Monday, September 7, 2009

waiting for my hair to dry

So, I've taken the advice of our new art professor at tarleton and I have just dealved into meditation on what it is that inspires me. What I love, what I don't love and what I want to talk about in my art. This applies not only to my paintings, but my photography as well. I've always known what my art was about, but had trouble explaining it, so here it is:

I am a hopeless romantic at heart, I love vintage things and I admire the lifestyles of those who have come before me. I admire their spirit, their simplicity and their ability to enjoy life without newer techonologies. The lifestyles of people in farming and rural communities inspires me. Not just the cowboys, but the wife that cooks a meal for her family, the waitress at the cafe downtown, or anyone who enjoys a simplistic life.

Now, my art is not just about those happy times and these simple communities of people. It is also about the advancement of technology and the loss of those "good old days." I want to encompass the insensitive take-over of those perfect lives. My work mourns the loss of community, the loss of people with simple dreams and the loss of the beauty of simplicity.

Therefore, in context my artwork can't be put into a 1940's setting. The loss hasn't occured yet. I know my surroundings and this ideal is a reflection of my fealings about the present. Not all of these communities are gone. The spirit still remains in small rural towns. Those are my backgrounds. The laundry matt, the cafe, the barber shop and the settings of childhood. Those backgrounds and settings reflect that good old spirit, but in many cases, I depict them as worn and old. They are being lost as we speak, and eventually, those locations will be lost: torn down for a new idea, a starbucks or a walgreens.
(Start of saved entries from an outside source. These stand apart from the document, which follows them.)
PR #785, opened 2024-06-19
Fix TapToPlace not starting when called before its Start (#784)

### LINKED ISSUE #784: [BUG] `TapToPlace` doesn't start placement when `StartPlacement()` is called just after prefab creation
## Describe the bug

When you call `StartPlacement()` on a `TapToPlace` just after a prefab creation (or `AddComponent<TapToPlace>()`), the TapToPlace isn't being placed.

## To reproduce

1. Add this test to `SolverTapToPlaceTests.cs`
```C#
/// <summary>
/// Verify TapToPlace can start placement when method is called before its own Start.
/// </summary>
[UnityTest]
public IEnumerator TapToPlaceIsBeingPlacedBeforeStart()
{
    // Disable gaze interactions for this unit test;
    InputTestUtilities.DisableGazeInteractor();

    // Set up GameObject with a SolverHandler
    var testObject = GameObject.CreatePrimitive(PrimitiveType.Cube);
    var solverHandler = testObject.AddComponent<SolverHandler>();
    var solver = testObject.AddComponent<TapToPlace>();

    // Disable smoothing so moving happens instantly. This makes testing positions easier.
    solver.Smoothing = false;

    // Set it to track interactors
    solverHandler.TrackedHandedness = Handedness.Both;
    solverHandler.TrackedTargetType = TrackedObjectType.Interactor;
    var lookup = FindObjectUtility.FindAnyObjectByType<ControllerLookup>();
    var leftInteractor = lookup.LeftHandController.GetComponentInChildren<MRTKRayInteractor>();
    var rightInteractor = lookup.RightHandController.GetComponentInChildren<MRTKRayInteractor>();
    solverHandler.LeftInteractor = leftInteractor;
    solverHandler.RightInteractor = rightInteractor;

    int onPlacingStartedCount = 0;
    int onPlacingStoppedCount = 0;
    solver.OnPlacingStarted.AddListener(() => onPlacingStartedCount++);
    solver.OnPlacingStopped.AddListener(() => onPlacingStoppedCount++);

    // Call immediately whithout the TapToPlace Start being called
    solver.StartPlacement();

    yield return RuntimeTestUtilities.WaitForUpdates(1);

    Assert.IsTrue(solver.IsBeingPlaced, "TapToPlace should have started.");
    Assert.AreEqual(1, onPlacingStartedCount, "TapToPlace should have invoked event OnPlacingStarted exactly 1 time.");
    Assert.AreEqual(0, onPlacingStoppedCount, "TapToPlace shouldn't have invoked event OnPlacingStarted.");
}
```
2. Run the test

## Expected behavior

The test succeed, the tap to place is being placed as soon as its Start() method have been called.

- Unity Version 2022.3.7f1
- MRTK Version or Commit [ded4a78](https://github.com/MixedRealityToolkit/MixedRealityToolkit-Unity/commit/ded4a780a4f54c4deeebf5d35e16b85b8745d2d1)

- HoloLens 2

## Additional context

There is a proprety called `placementRequested` already made to fix this usecase, but the DoubleClickTimeout check conflict and cancel the request.
This usecase isn't tested.

anonymous2585:
Fixes #784 

Added non-regression test.

Also corrected comments in tests.

### DIFF
--- a/org.mixedrealitytoolkit.spatialmanipulation/Solvers/TapToPlace.cs
+++ b/org.mixedrealitytoolkit.spatialmanipulation/Solvers/TapToPlace.cs
@@ -331,9 +331,6 @@ namespace MixedReality.Toolkit.SpatialManipulation
                 return;
             }
 
-            // Get the time of this click action
-            lastTimeClicked = Time.time;
-
             using (StartPlacementPerfMarker.Auto())
             {
                 // Check to see if Start() has been called, if not set placementRequested to true. This will make sure StartPlacement() will be
@@ -347,6 +344,9 @@ namespace MixedReality.Toolkit.SpatialManipulation
                 // Added for code configurability to avoid multiple calls to StartPlacement in a row
                 if (!IsBeingPlaced)
                 {
+                    // Get the time of this click action
+                    lastTimeClicked = Time.time;
+
                     // Store the initial game object layer
                     GameObjectLayer = gameObject.layer;
 
@@ -396,14 +396,15 @@ namespace MixedReality.Toolkit.SpatialManipulation
             {
                 return;
             }
-            // Get the time of this click action
-            lastTimeClicked = Time.time;
 
             using (StopPlacementPerfMarker.Auto())
             {
                 // Added for code configurability to avoid multiple calls to StopPlacementViaPerformedAction in a row
                 if (IsBeingPlaced)
                 {
+                    // Get the time of this click action
+                    lastTimeClicked = Time.time;
+
                     // Change the game object layer back to the game object's layer on start
                     gameObject.layer = GameObjectLayer;
 
--- a/org.mixedrealitytoolkit.core/Tests/TestUtilities/BaseRuntimeTests.cs
+++ b/org.mixedrealitytoolkit.core/Tests/TestUtilities/BaseRuntimeTests.cs
@@ -20,7 +20,7 @@ namespace MixedReality.Toolkit.Core.Tests
         /// Get the target framerate at which tests should run at.
         /// </summary>
         /// <remarks>
-        /// This is used so frame timings to be consistent across various machine types. Thus ensure consistent test behavios.
+        /// This is used so frame timings to be consistent across various machine types. Thus ensure consistent test behaviors.
         /// </remarks>
         protected virtual int TargetFrameRate { get; } = 60;
 
--- a/org.mixedrealitytoolkit.spatialmanipulation/CHANGELOG.md
+++ b/org.mixedrealitytoolkit.spatialmanipulation/CHANGELOG.md
@@ -2,6 +2,12 @@
 
 The format is based on [Keep a Changelog](https://keepachangelog.com/en/1.1.0/).
 
+## Unreleased
+
+### Fixed
+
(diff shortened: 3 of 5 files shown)


org.mixedrealitytoolkit.spatialmanipulation/Solvers/TapToPlace.cs
AMollis, line 1: Update changelog.md with details of fix

org.mixedrealitytoolkit.spatialmanipulation/Solvers/TapToPlace.cs
```diff
@@ -328,7 +328,7 @@ public void StartPlacement()
             // selected and then immediately unselected. If two calls occur within the
             // double click timeout, then return to prevent an immediate object state switch.
             // Also, check that time is no 0 to allow for auto start functionality.
-            if (Time.time != 0 && (Time.time - lastTimeClicked) < DoubleClickTimeout)
+            if (Time.time != 0 && (Time.time - lastTimeClicked) < DoubleClickTimeout && !placementRequested)
```
AMollis, line 331: Perhaps initializing `lastTimeClicked = float.MaxValue` might be a better fix.

AMollis: Cause theoretically if Time.time is < DoubleClickTimeout, the same bug would occur

org.mixedrealitytoolkit.spatialmanipulation/Solvers/TapToPlace.cs
AMollis: And check it patch version needs to be updated

AMollis (changes requested):

org.mixedrealitytoolkit.spatialmanipulation/Solvers/TapToPlace.cs
AMollis, line 331: why not just move `lastTimeClicked = Time.time;` after the `startCalled` change (line 348).   That remove the need to reset placementRequested.   And maybe initialize lastTimeClicked to `float.MaxValue`

Also..IMO, resetting placementRequested makes less sense, given the variable name.  If a reset is preferred...a better name might be `placementRequestedAndPending`

AMollis (changes requested):

org.mixedrealitytoolkit.spatialmanipulation/Solvers/TapToPlace.cs
anonymous2585: done

org.mixedrealitytoolkit.spatialmanipulation/Solvers/TapToPlace.cs
anonymous2585: I agree to move the `lastTimeClicked = Time.time;`.

We can't initialize lastTimeClicked to `float.MaxValue`, otherwise `(Time.time - lastTimeClicked) < DoubleClickTimeout` will be `true`, thus the function returns and never starts the tap to place.

AMollis (approved):

PR #794, opened 2024-06-24
Fix for InputSimulator not executing before InteractionManager

ms-RistoRK:


keveleigh (approved):

AMollis (approved):

keveleigh:
@ms-RistoRK Just realized this went into the XRI3 branch. Would we want this change in main too?

ms-RistoRK:
> @ms-RistoRK Just realized this went into the XRI3 branch. Would we want this change in main too?

Good point, yes, we definitively want this in main too.  I'll create a separate PR for that and ping you when ready.

PR #799, opened 2024-06-25
XRI3: Adding a `HandPoseDriver` component that can track poses of devices without a Hand Interaction Profile (Step 1)

AMollis:
# Overview

This is a change for the XRI3 feature branch and is needed to replace functionality that was in the `ArticulatedHandController` which is now deprecated.   In XRI2, the `ArticulatedHandController` would track hand devices that did not have a Hand Interaction Profile.  This new component does something similar, but in an XRI3 supported manner.

- Adding a `HandPoseDriver` component that track hand poses for handle devices without a Hand Interaction Profile

Usage has not been added to the scene yet.  This will come in a future pull request. Also, this has been tested locally, but a full test pass will come with a pull request adding this to the scene.


ms-RistoRK (dismissed):

org.mixedrealitytoolkit.input/Tracking/HandPoseDriver.cs
```diff
@@ -0,0 +1,267 @@
...
+
+            return poseRetrieved;
+        }
+
+        /// <summary>
+        /// Sets the transform that is being driven by the <see cref="TrackedPoseDriver"/>. This will only set requested values, but regardless of tracking state.
+        /// </summary>
+        /// <param name="newPosition">The new local position to possibly set.</param>
+        /// <param name="newRotation">The new local rotation to possibly set.</param>
+        protected virtual void ForceSetLocalTransform(Vector3 newPosition, Quaternion newRotation)
```
keveleigh, line 141: I don't see this method used currently. Is that coming in a future PR, or is this stale?

ericmullis-msft (approved):

org.mixedrealitytoolkit.input/Tracking/HandPoseDriver.cs
```diff
@@ -0,0 +1,266 @@
...
+                // Treat a disabled action as the default None value for the ReadValue call
+                m_trackingState = InputTrackingState.None;
+                return;
+            }
+
+            if (trackingStateAction == null || trackingStateAction.bindings.Count == 0)
+            {
+                // Treat an Input Action Reference with no reference the same as
+                // an enabled Input Action with no authored bindings, and allow driving the Transform pose.
+                m_trackingState = InputTrackingState.Position | InputTrackingState.Rotation;
```
keveleigh, line 204: I'm not sure I follow this logic exactly. In this case, should we drive `m_trackingState` based on whether we're able to get a value from the polyfill?

shaynie (dismissed):

org.mixedrealitytoolkit.input/Tracking/HandPoseDriver.cs
AMollis: doh...This should have been called at line 76.... `SetLocalTransform`   is a base class, and won't apply pose updates if device isn't tracked.

org.mixedrealitytoolkit.input/Tracking/HandPoseDriver.cs
AMollis: I was trying to reproduce logic used in `UnityEngine.InputSystem.XR.TrackedPoseDriver`... see this in `com.unity.inputsystem@1.8.1\InputSystem\Plugins\XR\TrackedPoseDriver.cs`

```cs
        void ReadTrackingState()
        {
            var trackingStateAction = m_TrackingStateInput.action;
            if (trackingStateAction != null && !trackingStateAction.enabled)
            {
                // Treat a disabled action as the default None value for the ReadValue call
                m_CurrentTrackingState = TrackingStates.None;
                return;
            }

            if (trackingStateAction == null || trackingStateAction.m_BindingsCount == 0)
            {
                // Treat an Input Action Reference with no reference the same as
                // an enabled Input Action with no authored bindings, and allow driving the Transform pose.
                m_CurrentTrackingState = TrackingStates.Position | TrackingStates.Rotation;
                return;
            }

           ....
```

My thought is that it would be odd if `HandPoseDriver` determined tracking state differently than the base component.  Also, it's super unfortunate that the base does not expose `m_CurrentTrackingState` to subclasses.

keveleigh: Sounds good to me! Thanks for the explanation!

keveleigh (approved):

ericmullis-msft (approved):

PR #802, opened 2024-06-25
Fix MRTKRayInteractor always using hand palm direction in isHoverActive

### LINKED ISSUE #801: [BUG] MRTKRayInteractor always attempts verifying palm facing direction even for non-handed controllers.
## Describe the bug

In the feature/XRI3 branch, the updated MRTKRayInteractor always attempts verifying the hand palm facing direction, even if the controller is non-handed.

## To reproduce

For controllers that aren't driven by hand tracking, but hand tracking is also active (held tracked stylus, or Magic Leap Controller, for instance), this will cause the ray interactor to flicker on and off based on the hand's palm facing direction.  

## Expected behavior

For general tracked controllers, their ray interactor should not be influenced by the hand's palm facing direction.

- Unity Version 2022.3.27f1
- MRTK Version or Commit [916fd49](https://github.com/MixedRealityToolkit/MixedRealityToolkit-Unity/commit/916fd495c6776dd049fccfde1f7eff423d05bdbb)

- HoloLens 2
- Magic Leap
- OpenXR

whebertML:
* Fixes #801


org.mixedrealitytoolkit.input/Interactors/Ray/MRTKRayInteractor.cs
```diff
@@ -232,7 +232,8 @@ public override bool isHoverActive
                         }
 #pragma warning restore CS0612
 #pragma warning restore CS0618
-                        else
+                        // Don't attempt palm check if the interactor is not driven by a hand (i.e. non-handed tracked controllers).
```
AMollis, line 235: nit: this new if statement can probably be merged with the next one

```cs
else if (handedness != InteractorHandedness.None &&
XRSubsystemHelpers.HandsAggregator?.TryGetPalmFacingAway(handedness.ToXRNode(), out isPalmFacingAway) ?? true)
{
   hoverActive &= isPalmFacingAway;
}
```

AMollis: Actually...this should probably be this...that way is there is no hand aggreator we fallback to base behavior

```cs
else if (handedness != InteractorHandedness.None &&
XRSubsystemHelpers.HandsAggregator != null && 
XRSubsystemHelpers.TryGetPalmFacingAway(handedness.ToXRNode(), out isPalmFacingAway))
{
   hoverActive &= isPalmFacingAway;
}
```

AMollis: I wish I caught this in a previous review

AMollis (changes requested):
Like your change...but can you clean up the old change :)

org.mixedrealitytoolkit.input/Interactors/Ray/MRTKRayInteractor.cs
whebertML: The initial if, involving forcedDeprecatedInput and ArticulatedHandController, will also fall into the if block due to the null coalescing operator ?? true if there is no HandsAggregator.  But this is how MRTKRayInteractor behaved prior to the XRI3 changes, so the current is continuing that behavior and not changing it.  Would you want both changed, or leave using null coalescing op?

```
if (forceDeprecatedInput &&
    xrController is ArticulatedHandController handController &&
    (XRSubsystemHelpers.HandsAggregator?.TryGetPalmFacingAway(handController.HandNode, out isPalmFacingAway) ?? true))
{
        hoverActive &= isPalmFacingAway;
}
```

AMollis: hmmm good point.  

Ok disregard my second comment....can you at least fix me nit :)

```cs
else if (handedness != InteractorHandedness.None &&
XRSubsystemHelpers.HandsAggregator?.TryGetPalmFacingAway(handedness.ToXRNode(), out isPalmFacingAway) ?? true)
{
   hoverActive &= isPalmFacingAway;
}
```

whebertML: @AMollis Sounds good, will do, thanks for review.

whebertML: Else if merged

AMollis (approved):

org.mixedrealitytoolkit.input/Interactors/Ray/MRTKRayInteractor.cs
```diff
@@ -232,12 +232,11 @@ public override bool isHoverActive
                         }
 #pragma warning restore CS0612
 #pragma warning restore CS0618
-                        else
+                        // Attempt palm facing away check if the interactor is associated with a hand.
+                        else if (handedness != InteractorHandedness.None &&
+                            (XRSubsystemHelpers.HandsAggregator?.TryGetPalmFacingAway(handedness.ToXRNode(), out isPalmFacingAway) ?? true))
```
keveleigh, line 237: should this be `?? false`? If `HandsAggregator` is null, then we won't have a meaningful value for `isPalmFacingAway`

whebertML: @keveleigh @AMollis I would tend to agree, but I believe @ms-RistoRK was leaving the [existing logic](https://github.com/MixedRealityToolkit/MixedRealityToolkit-Unity/blob/main/org.mixedrealitytoolkit.input/Interactors/Ray/MRTKRayInteractor.cs#L161) of `?? true` in place - not sure why that was originally chosen if HandsAggregator was null, though?

PR #808, opened 2024-06-26
XRI3 migration fixing scenes reapplying new rig

ms-RistoRK:
* Restored all .unity scene files with a copy from main branch
* In each scene replace obsolete MRTK Rig with new controllerless rig.

Note:  To produce this PR the steps followed were:
1 - Overwrite all .unity scene files in feature/XRI3 with a copy of the same files from main branch.
2 - Opened each scene and removed the obsolete MRTK rig.
2.1 - Added the new controllerless MRTK rig to the scene.
3 - Restored lost scenes (DisableInteractorsExample, SpatialMouseSample, SpatialMappingExample, TapToPlaceExample, and EyeTrackingPositioningExample) references because of obsolete MRTK rig replacement.
4 - Re-applied previous changes to ObsoleteHandInteractionExamples scene description panel.

Additional manual testing done:
* Sideloaded a build to HL2 and tested all scenes, results: 
  * Core functionality tested in all scenes, no core functionality impairment detected.
  * No broken assets detected.

Note: This PR is difficult to appreciate the scene changes so to review it I recommend to clone to a local repo and open Unity Editor.  Open each scene and expand the MRTK Rig GameObject and verify that the rig's MRTKRightHandController child has an emptied XRController and a Tracked Pose Driver component.  This would indicate that the scene does have the new controllerless MRTK Rig.  For example:
image

### DIFF
--- a/UnityProjects/MRTKDevTemplate/Assets/Scenes/Audio/AudioLoFiExample.unity
+++ b/UnityProjects/MRTKDevTemplate/Assets/Scenes/Audio/AudioLoFiExample.unity
@@ -104,7 +104,7 @@ NavMeshSettings:
   serializedVersion: 2
   m_ObjectHideFlags: 0
   m_BuildSettings:
-    serializedVersion: 3
+    serializedVersion: 2
     agentTypeID: 0
     agentRadius: 0.5
     agentHeight: 2
@@ -117,7 +117,7 @@ NavMeshSettings:
     cellSize: 0.16666667
     manualTileSize: 0
     tileSize: 256
-    buildHeightMesh: 0
+    accuratePlacement: 0
     maxJobWorkers: 0
     preserveTilesOutsideBounds: 0
     debug:
@@ -154,6 +154,7 @@ RectTransform:
   m_ConstrainProportionsScale: 0
   m_Children: []
   m_Father: {fileID: 1231290232}
+  m_RootOrder: 2
   m_LocalEulerAnglesHint: {x: 0, y: 0, z: 0}
   m_AnchorMin: {x: 0, y: 1}
   m_AnchorMax: {x: 0, y: 1}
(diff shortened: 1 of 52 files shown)


UnityProjects/MRTKDevTemplate/ProjectSettings/boot.config
AMollis, line 1: don't add this file...

AMollis (approved):

UnityProjects/MRTKDevTemplate/ProjectSettings/boot.config
AMollis: unless we know for sure its purpose

ms-RistoRK: I think we should add it because it is located under ProjectSettings folder and according to [Unity's manual](https://docs.unity3d.com/2021.2/Documentation/Manual/UnityCollaborateIgnoreFiles.html) they mention that we should not exclude the **Project Settings** folder as in:
image
As for its purpose the only reference I could find in the official documentation is that it is generated by [BuildPipeline.WriteBootConfig](https://docs.unity3d.com/ScriptReference/BuildPipeline.WriteBootConfig.html) which doesn't give a lot of details about the file.  The lack of documentation seems to be intentional though, a Unity developer [posted in this forum](https://forum.unity.com/threads/info-or-docs-on-boot-config.971457/) that it is undocumented intentionally.
image
I would say we should add it, What do you think?

ms-RistoRK: Update:  I also found some other people mentioned it is regenerated every time and it changes between Editor versions and platform, So it is not needed to be source controlled, I'll remove it.

ms-RistoRK: > If we are going to omit from source control, should we add it to the project's .gitignore?

That's a good question.  I would say no (imo) because we already have it as part of the repo and it is already source-controlled:
image
If someone forks MRTK3 and they actually need the file source-controlled for their solutions we would be causing them a headache having them trying to figure out why their specific Editor+Platform configuration is no longer properly source-controlled.  What do you think?

AMollis (approved):

PR #810, opened 2024-06-27
[XRI3] Update MRTK3 Input Hand Simulation to better work with XRI3

AMollis:
# Overview

- Refactoring hand controller updates in test framework, so to work with XRI3 update loop.
- Also refactoring how the rig is chosen in the test cases. By default, we can use the new rig.

# Details

This change allows simulate hand updates, during unit tests, to be executed at a particular time within the update loop. For example, the caller may want to hand's updates to tick immediately after the input system has performed its updates.

Controlling when update is call is important since the input system is particular on when and input action is "performed this frame".  Updates to the hand controller can result in a selection action to be trigger. In order for an action to work, the update times of an input action's `InputActionState.TriggerState.lastPerformedInUpdate` need to match exactly with the frame counter the action was actually updated in, see `InputSystem.LowLevel.InputUpdate.s_UpdateStepCount`. This counter, `InputUpdate.s_UpdateStepCount`, is updated during `InputSystem.onBeforeUpdate`and before `XRInteractionManager` is updated. This means that the hand controller updates need to happen during `InputSystem.onAfterUpdate` so that `XRInteractionManager` is able see a proper update of the hand controller's selection.


ms-RistoRK (approved):
Approved with minor suggestions.

shaynie (changes requested):

AMollis:
@shaynie and @ms-RistoRK  resolved your feedback

shaynie (approved):

shaynie (approved):

ms-RistoRK (approved):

This leads me to the focal point of my art: the individual. The individual reflecting back on life. Thinking about loss and the advancement into the future. With my photography, I will be focusing on those "how we were" moments. Years later, they'll look back and see what has been lost, what has changed essentially. The individual is the significant aspect of my artwork. Although the settings are important and the context of the image matters a great deal, I want the viewers to focus on the individual and their life, because it is significant in time. We all are. And if I can focus my viewers on identifying with that individual for a moment, I will have allowed them to experience something lost and identify with my purpose. We need to pause in this period of advancement to reflect on life and its purpose.


Now that I have dealved off into the intense thinkings of my artisitic mind and allowed you insight to my soul, I'll log out so that I can finish drying my hair. It's labor day and my husband is wondering what is for lunch.